Food poisoning is, unfortunately, common. In fact, The Centers for Disease Control and Prevention estimates 48 million Americans get sick from foodborne illnesses each year. Of those, 128,000 are hospitalized and about 3,000 die.
While there are 31 known pathogens that are known to cause foodborne illness, there are also unspecified agents that not yet identified or have yet to be proven to directly cause food poisoning.
Since roughly 1 in 6 Americans gets sick from food poisoning every year, it’s important to be familiar with the symptoms, treatment, and how to report food poisoning to help prevent the spread of foodborne illnesses.
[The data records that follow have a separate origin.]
PR #913, opened 2023-04-30
added Ball, Color, Lottery classes; implemented methods from README task

Denis-Balako:


src/main/java/core/basesyntax/Lottery.java
```diff
@@ -0,0 +1,13 @@
+package core.basesyntax;
+
+import java.util.Random;
+
+public class Lottery {
+    private static final ColorSupplier COLOR_SUPPLIER = new ColorSupplier();
+    private static final Random RANDOM = new Random();
+    private static final int RANDOM_COUNT = 100;
+
+    public static Ball getRandomBall() {
```
nacenik, line 10: [Don’t use static methods in your solution](https://mate-academy.github.io/jv-program-common-mistakes/java-core/oop/lottery#dont-use-static-methods-in-your-solution)

src/main/java/core/basesyntax/Ball.java
```diff
@@ -0,0 +1,16 @@
+package core.basesyntax;
+
+public class Ball {
+    private final Color color;
+    private final int number;
+
+    Ball(Color color, int number) {
```
nacenik, line 7: Don't forget about access modifiers

src/main/java/core/basesyntax/Application.java
```diff
@@ -3,5 +3,8 @@
 public class Application {
     public static void main(String[] args) {
         // create three balls using class Lottery and print information about them in console
+        for (int i = 0; i < 3; i++) {
+            System.out.println(Lottery.getRandomBall());
```
nacenik, line 7: It would be best if you created a variable `lottery` and then reused it

src/main/java/core/basesyntax/Lottery.java
```diff
@@ -0,0 +1,13 @@
+package core.basesyntax;
+
+import java.util.Random;
+
+public class Lottery {
+    private static final ColorSupplier COLOR_SUPPLIER = new ColorSupplier();
```
nacenik, line 6: I'd recommend you do this variable non-static because static variables initialize only one time at the program's start.

src/main/java/core/basesyntax/Ball.java
```diff
@@ -0,0 +1,16 @@
...
+        this.color = color;
+        this.number = number;
+    }
+
+    @Override
+    public String toString() {
+        return "Ball " + this.number + " with " + this.color.name().toLowerCase() + " color.";
```
nacenik, line 14: You don't need to use the keyword `this` cause you don't have variables with the same name here

nacenik (changes requested):
Good solution, let's improve it :)

KseniiaMakarova (approved):

PR #915, opened 2023-05-02
Hometask jv-lottery

MarynaKushniruk:


src/main/java/core/basesyntax/ColorSupplier.java
```diff
@@ -1,7 +1,11 @@
 package core.basesyntax;
 
+import java.util.Random;
+
 public class ColorSupplier {
     public String getRandomColor() {
-        return null;
+
```
kozhukhovsky, line 7: remove empty line

src/main/java/core/basesyntax/Colors.java
```diff
@@ -0,0 +1,10 @@
+package core.basesyntax;
+
+public enum Colors {
```
```suggestion
public enum Color {
```

src/main/java/core/basesyntax/ColorSupplier.java
```diff
@@ -1,7 +1,11 @@
...
+        int index = new Random().nextInt(Colors.values().length);
```
kozhukhovsky, line 8: image
It is necessary to move Random to a class variable, as in this example from the checklist

src/main/java/core/basesyntax/ColorSupplier.java
```diff
@@ -1,7 +1,11 @@
...
+        return Colors.values()[index].toString();
```
kozhukhovsky, line 9:
```suggestion
        return Colors.values()[index].name();
```

src/main/java/core/basesyntax/Ball.java
```diff
@@ -0,0 +1,34 @@
+package core.basesyntax;
+
+public class Ball extends Lottery {
```
kozhukhovsky, line 3:
```suggestion
public class Ball {
```

src/main/java/core/basesyntax/Lottery.java
```diff
@@ -0,0 +1,14 @@
+package core.basesyntax;
+
+import java.util.Random;
+
+public class Lottery extends ColorSupplier {
+
```
kozhukhovsky, line 6: remove empty line

src/main/java/core/basesyntax/Lottery.java
```diff
@@ -0,0 +1,14 @@
+package core.basesyntax;
+
+import java.util.Random;
+
+public class Lottery extends ColorSupplier {
```
kozhukhovsky, line 5:
```suggestion
public class Lottery {
```

src/main/java/core/basesyntax/Lottery.java
```diff
@@ -0,0 +1,14 @@
...
+
+    public Ball getRandomBall() {
+        Random random = new Random();
```
kozhukhovsky, line 8: It is also necessary to take out random. And like random, we also need to create a ColorSupplier object, not extend it.

src/main/java/core/basesyntax/Application.java
```diff
@@ -2,6 +2,14 @@
 
 public class Application {
     public static void main(String[] args) {
```
kozhukhovsky, line 4: It is enough to create one Lottery object, and then, in a loop with 3 iterations, get a new ball from it and pass it to the println method.
Also, when passing an object to println, there is no need to call their toString() method, it is called under the hood of the print method

kozhukhovsky (changes requested):

src/main/java/core/basesyntax/Application.java
MarynaKushniruk: All changes have been done.

olekskov (changes requested):

uliana-andrushchuk (approved):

What are the Symptoms of Food Poisoning?
The most common symptoms of food poisoning include nausea, vomiting, cramps in the stomach area, and diarrhea. However, symptoms can and often do differ with the various types of foodborne illnesses. More serious complications of foodborne illness can include Hemolytic Uremic Syndrome (HUS), Guillain-Barré Syndrome, Reactive Arthritis, and Irritable Bowel Syndrome (IBS), according to the food safety team at The Lange Law Firm. Some of these conditions, including Guillain-Barré Syndrome and IBS, can be life-threatening or leave people suffering with permanent damage.
While anyone can contract a foodborne illness, some groups are more at risk. Pregnant women, young children, the elderly, and those with weakened immune systems are at a greater risk of getting food poisoning. If you or a loved one has gotten food poisoning, pay close attention to the symptoms. Most people get better in a few days without medical treatment. Those who suffer from severe symptoms should seek medical attention.
Why it is Important to Report Food Poisoning?
According to Foodsafety.gov, when two or more people become ill from the same contaminated food or drink, it is deemed a foodborne outbreak. Those affected by a foodborne illness after consuming a contaminated food should alert public health agencies; doing so puts health agencies on notice for additional cases.
Reporting food poisoning can assist local public health agencies identify food contamination and remove unsafe food from store shelves and menus. Choosing to report food poisoning can also help health agencies identify where the contaminated food came from and assist in making food safety changes to prevent similar outbreaks in the future.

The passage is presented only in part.